Archbishop Joseph Coutts of Karachi was speaking on a trip to Portugal organised by the Catholic charity Aid to the Church in Need.

He was speaking ahead of the sixth anniversary this week of the incarceration of Asia Bibi [pictured], a 44-year-old Christian mother of five, who was accused of blasphemy by her co-workers and sentenced to death in 2010. A communiqué from the British Pakistani Christian Association reported that she is now emaciated, “vomiting blood, suffering from intestinal pains and severe pain around the heart”.

Archbishop Coutts welcomed recently proposed modifications to the law which will require psychological testing of people accused of blasphemy, in a move which recognises the need for safeguards to prevent abuse of the law.

Coutts said Christians had long been protesting against the legislation. “The point that has finally got across is that it’s not just about the abolition of the law but the way the law is framed. We need safeguards to prevent the misuse of this law, which is what has been happening all along,” he explained.

The blasphemy law is often used to target members of minorities or to settle personal scores.

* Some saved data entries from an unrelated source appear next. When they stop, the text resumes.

PR #2916, opened 2025-12-05
d_a_e_gb debug + documentation

carter-ktb21:


src/d/actor/d_a_e_gb.cpp
```diff
@@ -106,398 +135,408 @@ static u8 data_806C7928;
...
-    s8 sVar1 = 0;
-
-    switch (i_this->field_0x69c) {
+    cXyz work, target_offset;
+    f32 offset = TREG_F(12) + 30.0f;
+    #if VERSION == VERSION_SHIELD_DEBUG
+    f32 pl_dist = (actor->home.pos - player->current.pos).abs();
+    #else
+    f32 pl_dist = (actor->home.pos - dComIfGp_getPlayer(0)->current.pos).abs();
+    #endif
```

Many of the accused have been considered “mentally unsound”. Nobody has been executed under the law but dozens have been lynched by mobs taking justice into their own hands, or remain imprisoned for years.

Many of those jailed following accusations of blasphemy are Muslims.

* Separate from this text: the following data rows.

PR #2920, opened 2025-12-06
Improving compatibility with standard cpp compiler

kipcode66:
The `NDEBUG` not being defined while being used inside of an `if` statement causes some problems, So I added an additional define which is always defined for use in the `if` statement, while not interfering with the current usage of the `DEBUG` and `NDEBUG` macros.

### DIFF
--- a/src/d/d_ev_camera.cpp
+++ b/src/d/d_ev_camera.cpp
@@ -995,15 +995,9 @@ bool dCamera_c::transEvCamera(int param_1) {
             trans->mEye = (*ptr1).mEye;
             trans->mFovy = (*ptr1).mFovy;
             trans->field_0x3c = (*ptr1).mBank;
-#ifdef __MWERKS__
-            if ((*ptr1).mBank != 0.0f) {
+            if (float(s16(ptr1->mBank)) != 0.0f) {
                 trans->field_0x68 = true;
             }
-#else
-            if ((float)ptr1->mBank.Val() != 0.0f) {
-                trans->field_0x68 = true;
-            }
-#endif
         }
 
         if (!getEvIntData(&slot, "StartSlot")) {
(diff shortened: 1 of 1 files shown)


TakaRikka:
should be good once d_stage conflict is fixed

src/d/actor/d_a_alink_hang.inc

Asked if he believed Mrs Bibi will be released, Archbishop Coutts refused to speculate but stressed that “the efforts continue, and that won't stop.”

The rise in persecution over the last decade has prompted some Christians to emigrate. “A number have already found refuge in Sri Lanka and a few hundred fled to Thailand, precisely because they see no future [in Pakistan]. But for me, we should not give up hope,” Archbishop Coutts said.

Although the persecution of Christians has increased over the past decade, some other religious minorities are worse off, such as the Ahmadis, a Muslim sect considered heretical by mainstream Islam, the archbishop said.